Se acaso pudesse, ele desejaria com todas as forças o perdão e a aceitação do que não se pode mudar mais. Torceria para os erros se apagarem junto com uma noite bem-dormida. E por fim, conseguir um abraço de quem teria tanto a dizer, agradecer ou perdoar por coisas que não fazem o menor sentido. Apenas um “desculpe” já seria de grande valia para seguir adiante, olhando somente para frente e torcendo por uma nova chance nesse caminho estranho chamado vida. 


  

Home


Uma festa no James. Era quinzenal e sempre as quintas. A proposta era reviver as canções dos anos 1990. Quem diria que o coração do Félix ainda grita por aquele mate de pêssego tomado no balcão, enquanto equivocado, ignorava o seu arredor naquela noite. Não sabia o que estava fazendo. Ele podia ter dançado, aplaudido ou ter sido apenas gentil. Nada disso. Foi muito inseguro para tomar a atitude correta.
Com a mudança de endereço do bar, com a distância das pessoas do rolê e do envelhecimento, Félix não tem potência para resgates. Apenas torce que o esquecimento tome conta dos que foram negligenciados. Que seus erros sejam superados. E que ele não seja um mau exemplo usado tanto tempo depois daquela festa.
Hoje a balada está fechada pela pandemia. Corre o risco de quebrar. Junto com essa má notícia, Félix sente uma agonia nostálgica. Mesmo não sendo mais o bar de quando frequentava, fica impressionado com a hipótese do James fechar. Muito do que viveu foi naquele fumódromo grafitado, no bar do primeiro andar ou numa fila madrugada a dentro.
Félix não sacrifica todas as maravilhosas lembranças por uma quinta-feira em que não estava bem - e não foi legal. Houve muitas outras quintas que foram mágicas. E não só quintas: tiveram quartas, sextas, sábados…
Misturando as recordações, tanto as boas e ruins, Félix lamenta pelo saudoso rolê. Parece que em tempos malucos, mistura-se o sucesso e o fracasso. Junta-se a nostalgia com a esperança. E uma canção tocada na pista de dança naquela época nunca fez tanto sentido como hoje: “Oh, home, let me come home // Home is wherever I'm with you // Oh, home, let me come home”.


  

¡Dale!

Fabiana convida para irmos a um lugar que até então não tínhamos ido. No caminho, minha mão esquerda segurava forte a dela, e a direita brincava - imitando ondas com o vento na janela do carro em movimento. A música que tocava no rádio dava o ritmo de como seria aquele domingo de sol. Fonseca em seu brega universal cantava na estação local: “Déjame darte la mano // Para tenerte a mi lado”

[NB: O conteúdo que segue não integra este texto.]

PR #3670, opened 2016-04-26
[Android] Give host application a chance to take over MediaPlayer

fujunwei:
Give the host application a chance to take over the control when a new
media is about to be played in the current XWalkViewInternal

BUG=XWALK-6770


lincsoon:
@fujunwei What's the latest status?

Chegando no estacionamento do lugar não dava para ter ideia do que esperaria olhando da rua. Entramos no restaurante e meu queixo caiu: estávamos em cima de uma espécie de falésia. As mesas ficavam dispostas em cima do platô rochoso. Olhando para um lado o mar colidia em ondas nas pedras. Para o outro, havia uma pequena praia com águas limpas e calmas- lugar maravilhoso.

Entre um beijinho e outro. Uma história, afagos e goles, Fabiana não imaginava que pouco tempo depois eu deixaria aquele país que tanto me marcou. Não podia dizer - meu coração estava muito apertado. Em devaneios acreditava que omitir seria o melhor para termos plenitude ante a iminente separação. Guardando só pra mim as dores iniciais de um prelúdio irremediável e triste.

O dia foi chegando ao fim e resolvemos descer as escadas do platô de rocha vulcânica para o lado da pequena praia. Todos já haviam ido embora. Não tinha mais ninguém - nem garçons. O pôr do sol “exclusivo” nos deixou sem palavras. E nossos olhares ficaram divididos entre a paixão e a ilusão do final da tarde do Oceano Pacífico. Numa epifania começamos a dançar uma música famosa da internet. A Kizomba nos acompanhou até os últimos raios de sol. “Lento” foi a canção latina que entrelaçou nossos pés molhados na água. E a saideira foi um abraço forte olhando as primeiras estrelas no firmamento.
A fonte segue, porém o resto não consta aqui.